EXERCISE DATA

--- START ---

PR #779, opened 2018-05-17
Ask about dependent care expenses

hartsick:
screen shot 2018-05-17 at 4 05 29 pm

[Finishes #156961635]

--- END ---

EXERCISE OBJECTIVE
Every line of the material must be given again exactly.

SOLUTION FOR THIS TASK
PR #779, opened 2018-05-17
Ask about dependent care expenses

hartsick:
screen shot 2018-05-17 at 4 05 29 pm

[Finishes #156961635]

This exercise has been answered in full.